Dose Finding and Early Efficacy Study of Gemcitabine Plus Capecitabine in Combination With Bevacizumab Plus Erlotinib in Advanced Pancreatic Cancer

• Published in: Journal of clinical oncology Vol. 27; no. 33; pp. 5499 - 5505
• Main Authors: STARLING, Naureen, WATKINS, David, CUNNINGHAM, David, THOMAS, Janet, WEBB, Janine, BROWN, Gina, THOMAS, Karen, OATES, Jacqui, CHAU, Ian
• Format: Journal Article
• Language: English
• Published: Alexandria, VA American Society of Clinical Oncology 20.11.2009
• Subjects: Adult; Aged; Antibodies, Monoclonal - administration & dosage; Antibodies, Monoclonal - adverse effects; Antibodies, Monoclonal, Humanized; Antineoplastic Combined Chemotherapy Protocols - administration & dosage; Antineoplastic Combined Chemotherapy Protocols - adverse effects; Bevacizumab; Biological and medical sciences; Capecitabine; Deoxycytidine - administration & dosage; Deoxycytidine - adverse effects; Deoxycytidine - analogs & derivatives; Disease-Free Survival; Dose-Response Relationship, Drug; Drug Administration Schedule; Erlotinib Hydrochloride; Female; Fluorouracil - administration & dosage; Fluorouracil - adverse effects; Fluorouracil - analogs & derivatives; Follow-Up Studies; Gastroenterology. Liver. Pancreas. Abdomen; Humans; Infusions, Intravenous; Kaplan-Meier Estimate; Liver. Biliary tract. Portal circulation.

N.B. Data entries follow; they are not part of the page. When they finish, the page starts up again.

PR #4833, opened 2022-06-22
(Py)Qt6 readiness: Use typed enums

ferdnyc:
@jonoomph @JacksonRG et al..

I've been plugging away, the past few weeks, at trying to come up with a PyQt6-compatible OpenShot. It's **very** slow going. (Libopenshot was _easy_, literally **one line** in the GUI code for the `openshot-player` tool had to be changed. That's it! Other than that, it's already fully Qt6-compatible. OpenShot? Not so much.)

The changes necessary to make it work are _huge_, and because Riverbank chose to make a clean break and drop **everything** that's deprecated from PyQt5 (even the stuff that Qt, itself, has kept in the Qt5 Compatibility Layer module), it may not be (realistically) possible to simultaneously support PyQt5 and PyQt6 in the same codebase. Branching and maintaining parallel versions, at least for a period, may be the only realistic option, unfortunately.

Because let's face it, _eventually_ OpenShot will need to make the move to PyQt6. So, there are plenty of things that can be done **now** to get it at least "more ready", since a lot of mandatory-in-PyQt6 features are already available today in PyQt5, and have been for some time. We just haven't adopted them yet.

Exocrine pancreas; Male; Maximum Tolerated Dose; Medical sciences; Middle Aged; Neoplasm Invasiveness - pathology; Neoplasm Staging; Pancreatic Neoplasms - drug therapy; Pancreatic Neoplasms - mortality; Pancreatic Neoplasms - pathology; Probability; Quinazolines - administration & dosage; Quinazolines - adverse effects; Risk Assessment; Survival Analysis; Time Factors; Treatment Outcome; Tumors; Antineoplastic agent; Gemcitabine; Capecitabine; Quinazoline derivatives; Monoclonal antibody; Bevacizumab; Cancerology; Pancreas cancer; Advanced stage; Antiangiogenic agent; Protein-tyrosine kinase; Pyrimidine nucleoside; Dose; Pancreatic disease; Drug combination; Enzyme; Tyrosine kinase inhibitor; Fluoropyrimidine derivatives; Transferases; Treatment efficiency; Enzyme inhibitor; Malignant tumor; Prodrug; Vascular endothelium growth factor; Antimetabolic; Erlotinib; Pyrimidine derivatives; Digestive diseases; Early; Fluorine Organic compounds; Cancer
• ISSN: 0732-183X; 1527-7755
• DOI: 10.1200/JCO.2008.21.5384

This study evaluated safety and efficacy of chemotherapy (gemcitabine plus capecitabine) plus bevacizumab/erlotinib in advanced pancreatic cancer because dual epidermal growth factor receptor/vascular endothelial growth factor blockade has a rational biologic basis in this malignancy. Patients with untreated, unresectable, locally advanced or metastatic pancreatic carcinoma were enrolled onto one of the following four sequential dose levels (DLs) of escalating capecitabine doses (days 1 to 21): DL1, 910 mg/m(2); DL2, 1,160 mg/m(2); DL3, 1,400 mg/m(2); or DL4, 1,660 mg/m(2). Doses of coadministered gemcitabine (1,000 mg/m(2) on days 1, 8, and 15), bevacizumab (5 mg/kg on days 1 and 15), and erlotinib (100 mg/d) every 28 days (up to six cycles) were fixed. Using a 3+3 study design, dose-limiting toxicity (DLT) was assessed in cycle 1. Results Twenty assessable patients were enrolled (DL1, n = 8; DL2, n = 3; DL3, n = 6; and DL4, n = 3); 97 cycles were administered. Median age was 63 years (range, 33 to 77 years), and male-to-female ratio was 10:10. Performance status was 0 and 1 in two and 17 patients, respectively; and nine and 11 patients had locally advanced and metastatic disease, respectively. DLT occurred in one patient at DL1 (grade 3 epistaxis) and two patients at DL4 (grade 3 diarrhea and grade 3 skin rash > 7 days). Common grade 3 and 4 toxicities (10% to 20%) were diarrhea, hand-foot syndrome, stomatitis, and skin rash. Grade 3 lethargy and grade 3 or 4 neutropenia occurred in 40% and 45% of patients, respectively. No GI perforation, grade 3 GI hemorrhage/hypertension, or pneumonitis occurred. Ten partial responses were observed. Median overall and progression-survival times (all patients) were 12.5 and 9.0 months, respectively. The maximum-tolerated dose of capecitabine was 1,660 mg/m(2). The recommended capecitabine dose in this cytotoxic doublet/biologic doublet regimen is 1,440 mg/m(2); this regimen is under evaluation in an ongoing phase II study.